Leveling with you, I don’t think Joe Biden intentionally gropes people in public to get his jollies any more than I believe Donald Trump grabs p______.  I think one violates personal space rules for sure, but I don’t think he’s a sexual deviant.  The other makes off-color jokes about beautiful women, but I don’t think he assaults them. 

Similarly, I don’t think most women assign too much gravity to a man who violates personal space or makes an off-color joke.  I think they get together and roll their eyes about such behavior and make it a point to avoid anyone they’re truly uncomfortable around.  If it’s genuinely unavoidable, they take corrective action.

Bottom line, most women are strong enough to handle it their own way without the national outrage and discussions over “consent” to pat someone on the back. 

For instance, my wife isn’t a hugger.  I am a BIG hugger.  My entire family is.  My family greeted her warmly when they first met and still do twenty years later.  Did she ever ask my dad to stop hugging her as a greeting?  Nope, she just does it.  Not because she’s a pushover, and not that my dad wouldn’t stop if she asked him.  She simply knows the intent behind it.  

Also, she’s not insane with the constant rage of a liberal, but I digress.  

One of my all-time favorite church pastors - a kindly, cherubic man who was always smiling and always made you feel great to be around  - was also a hugger.  As the congregation filed out of service every Sunday, he’d grab your hand, pull you in and squeeze you in a hug.  I loved it.  He felt like a grandfatherly figure to me.  But my wife dreaded the same interaction. 

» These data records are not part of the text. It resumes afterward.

PR #19735, opened 2023-09-11
Fixed scalar creating in tf.Graph decoder 

popovaan:
Root cause analysis: 
In tf.Graph decoder scalars are wrapped to list, then to nd.array before passing to ov.Tensor() constructor.
Creating of list leads to creating of additional object in memory which is deallocated before C++ part access it. 
This leads to corruption of scalar value. 

Solution: 
Do not create additional list and create nd.array directly from scalar.

Ticket: 117250

Code:
* [x]  Comments
* [x]  Code style (PEP8)

Validation:
* [x]  Unit tests
* [x]  Transformation tests

Documentation:
* [x]  User guide update


src/bindings/python/src/openvino/frontend/tensorflow/node_decoder.py
```diff
@@ -152,7 +152,8 @@ def get_attribute(self, name):
             if self.m_parsed_content.size == 1:
                 if isinstance(self.m_parsed_content, np.ndarray):
                     return OVAny(Tensor(self.m_parsed_content))
-                return OVAny(Tensor(np.array([self.m_parsed_content]), shape=[1]))
+                self.m_parsed_content = np.array(self.m_parsed_content)
+                return OVAny(Tensor(self.m_parsed_content))
             ov_tensor = Tensor(self.m_parsed_content, shared_memory=self.m_shared_memory)
```
rkazants, line 157: Are we ready to remove the skip here: https://github.com/openvinotoolkit/openvino/blob/master/tests/model_hub_tests/tf_hub_tests/precommit_models#L9?

Or is rootcause different?

popovaan: Rootcause is different, mobilenet_v1_100_224 still fails.

src/bindings/python/src/openvino/frontend/tensorflow/node_decoder.py
```diff
@@ -152,7 +152,8 @@ def get_attribute(self, name):
...
             ov_tensor = OVAny(ov_tensor)
             return ov_tensor
```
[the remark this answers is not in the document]
popovaan: As discussed offline, there are no examples of models, so it was decided to not add this test.

rkazants (approved):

She could’ve gone out another exit.  She didn’t have to stand in line with me at all.  Would the pastor have stopped hugging her if she’d said something? Undoubtedly.  But my wife wouldn’t do that.  Why?  Because she didn’t think our pastor was a predator, and neither did the hundreds of others in his embrace. 

In today’s political world, liberals probably view my dad and my former pastor as predatory monsters, too. They likely view my wife as a voiceless victim in desperate need of a vagina-hat wearing champion to defend her. 

In the real world where the rest of us live, most liberals could just use a hug.